Instagram removes DM encryption from today: What users should do to stay safe

Highlights

• Instagram switches off end-to-end encryption just before federal deepfake law enforcement begins.
• Meta can now read private messages it previously could not access.
• Privacy experts warn against storing downloaded chats in Google Drive or iCloud.

End-to-end encryption works like a sealed envelope. The platform can see who sent a message and who received it, but cannot open it to read what is inside.

When Instagram removes this feature, it effectively removes the privacy layer that kept messages hidden. As a result, Meta would be able to access the content of those messages.

Users who had enabled the feature would have noticed a lock icon in their direct message chats. However, what will happen to those already encrypted conversations after the deadline is still unclear, Maugans told Fox News.

He said there are two possible outcomes being discussed: either those messages may be moved into regular chat history, or they could be deleted entirely.

This uncertainty is why users are being advised to download their encrypted messages before the change takes effect.

The timing of this move is being linked to the Take It Down Act, a US federal law passed in May 2025. The law requires platforms to remove non-consensual deepfake images within 48 hours of a report.

Platforms are expected to have a working system in place by May 19. Maugans said the timing is unlikely to be a coincidence.

He explained that platforms are required to act quickly against harmful content, but encrypted messaging prevents them from seeing what is being shared, which creates a conflict between privacy and content moderation requirements.

What users should do

If you have been using encrypted Instagram direct messages, it is important to download a copy of your chats. However, how you store that backup is just as important as saving it.

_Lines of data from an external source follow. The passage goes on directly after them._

PR #5744, opened 2021-01-05
Issue #SB-22183 fix: Addig user token in session object

VenkatKadiveti:


src/app/routes/discussionsForum.js
```diff
@@ -149,10 +149,15 @@ function checkEmail() {
             }
     }
 }
-
+function addHeaders() {
+    return function (proxyReqOpts, srcReq) {
```
vinukumar-vs, line 153: Call 
proxyUtils.decorateRequestHeaders(discussions_middleware),
and then ovviride Authorization with below code.

vinukumar-vs (changes requested):

PR #5811, opened 2021-01-12
Issue #SB-21199 fix: added logged in user id as actor and device id for non logged in user

Nik720:


HarishGangula (approved):

src/desktop/OpenRAP/sdks/UserSDK.ts
```diff
@@ -148,7 +148,11 @@ export class UserSDK {
   }
 
   public async getUserSession() {
```
HarishGangula, line 150: No need to handle like this return the promise and handle at other ends with catch

HarishGangula (changes requested):

HarishGangula (approved):

PR #5903, opened 2021-01-25
Issue #SB-22726 fix: fixed desktop mac build related issue

Nik720:


src/desktop/OpenRAP/managers/TelemetryManager.ts
```diff
@@ -88,7 +88,12 @@ export class TelemetryManager {
 
   async batchJob() {
     try {
-      const loggedInUser = await this.userSDK.getUserSession();
+      let loggedInUser;
+      this.userSDK.getUserSession().then(data => {
```
HarishGangula, line 92: This won't work
it can be
` let loggedInUser = ;
loggedInUser = await this.userSDK.getUserSession().catch(err => logger.error("<error message>"));
`

HarishGangula (changes requested):

HarishGangula (approved):

PR #5999, opened 2021-02-11
Issue#SB-22458 Discussion Forum: Theming support for library add DF t…

ArtiSingh23:
…heme css inside portal theme file


vinukumar-vs (approved):

src/app/client/src/assets/styles/themes.scss
```diff
@@ -1194,4 +1194,77 @@ html[layout='joy'] {
...
+    border-radius: var(--sbt-bradius-md);
+    margin-right: 1.5rem;
+
+    @media (max-width: 768px) {
+      margin-right: 0;
+      padding: 1.5rem;
+    }
+  }
+
+  .df-filter-option {
```
vinukumar-vs, line 1241: We should not add the class names here. It should be with viable names only

src/app/client/src/assets/styles/themes.scss
```diff
@@ -1194,4 +1194,77 @@ html[layout='joy'] {
...
+}
+
+html[layout='joy'] {
+  --df-primary-bg: #FFD954;
+  --df-gray-bg: #E9E8D9;
+  --sbt-bradius: 0.125rem;
+  --sbt-bradius-xs: calc(var(--sbt-bradius) * 4);  /* 8 value */
+  --sbt-bradius-sm: calc(var(--sbt-bradius) * 8);  /* 16 value */
+  --sbt-bradius-md: calc(var(--sbt-bradius) * 12);  /* 24 value */
+  --sbt-bradius-lg: calc(var(--sbt-bradius) * 16);  /* 32 value */
```
vinukumar-vs, line 1206: Till here the code is right. Below there are too many classes are added. We shouldn't add any classes here.

vinukumar-vs (changes requested):

PR #6077, opened 2021-02-23
Issue #SB-23210 feat: Added system warning component

itsvick:


src/app/client/src/app/modules/core/services/public-data/public-data.service.ts
```diff
@@ -1,4 +1,4 @@
-import { ConfigService } from '@sunbird/shared';
+import { ConfigService } from '../../../shared/services/config/config.service';
```
HarishGangula, line 1: Why this import is changed

src/app/client/src/app/modules/public/module/offline/services/system-info/system-info.service.ts
```diff
@@ -1,6 +1,6 @@
 import { Injectable } from '@angular/core';
-import { PublicDataService } from '@sunbird/core';
-import { ConfigService } from '@sunbird/shared';
+import { PublicDataService } from '../../../../../core/services/public-data/public-data.service';
```
HarishGangula, line 2: Here also imports are changed

HarishGangula (changes requested):

src/app/client/src/app/modules/public/module/offline/services/system-info/system-info.service.ts
itsvick: There was a circular dependency, due to this, as we pointing to index.ts where all the services were included

HarishGangula (approved):

PR #6258, opened 2021-03-22
Issue #SB-23638 fix: Added close button functionality in DF library

sudip-mukherjee:


src/app/client/src/app/modules/groups/components/group-header/group-header.component.ts
```diff
@@ -223,6 +223,7 @@ export class GroupHeaderComponent implements OnInit, OnDestroy {
         type: 'Group'
       }
     ];
+    this.discussionTelemetryService.parentRouteUrl = window.location.href;
```
vinukumar-vs, line 226: Why don't we use NavigationHelperService?

discussionTelemetryService should have logic specific to only telemetry

vinukumar-vs (changes requested):

src/app/client/src/app/modules/groups/components/group-header/group-header.component.ts
sudip-mukherjee: Done

vinukumar-vs (approved):

PR #6277, opened 2021-03-25
Issue #SB-21198 fix: Show download status for imported content on course page and updated button text

itsvick:


src/app/client/src/app/modules/public/module/offline/services/content-manager/content-manager.service.ts
```diff
@@ -36,7 +36,6 @@ export class ContentManagerService {
   updateContentDownloadStatus(contentDownloadList) {
     this.contentDownloadStatus = {};
     _.forEach(contentDownloadList, content => {
-      if (content.addedUsing === 'download') {
```
HarishGangula, line 39: WHy we remove this condition ?

HarishGangula (changes requested):

src/app/client/src/app/modules/public/module/offline/services/content-manager/content-manager.service.ts
itsvick: Because it saves the status of downloaded content only, not for imported content. So, download status is not getting shown on the course toc page when we import the content.

HarishGangula (approved):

Maugans warned that uploading the downloaded file to services like Google Drive, iCloud, or any cloud storage removes its protection, because it becomes an unencrypted version of your conversations.

He added that if the goal is to prevent access by data brokers, users need to be very careful about where the file is kept.

Saving the backup in cloud platforms reduces its privacy benefit, so it is safer to keep it stored locally on your device.

Meta has suggested switching to WhatsApp for users who want ongoing encrypted messaging, as it is also owned by the company. However, WhatsApp only protects message content, not the surrounding data.

Maugans explained that details such as how often people talk, when they communicate, and how frequently messages are exchanged are still visible. This helps build a communication pattern that can be used in Meta’s systems.

Although WhatsApp cannot read message content, it can still see who is talking to whom and when, and this information continues to support advertising and recommendation tools.

For users who want stronger privacy, Maugans recommends moving to platforms outside Meta’s ecosystem.

He pointed to Signal as a widely trusted option, noting that it is a nonprofit service focused on transparency and strong encryption, and is designed specifically for secure communication.

Signal is free and available at signal.org and in the App Store and Google Play. Other options include Apple iMessage for conversations between Apple devices, though messages to non-Apple phones fall back to standard SMS without the same protection.

For victims of non-consensual intimate images, the Take It Down Act provides a legal path to force removal once platforms have their systems in place after May 19.

Reports can be filed directly with the platform, and the Federal Trade Commission handles enforcement against companies that do not comply.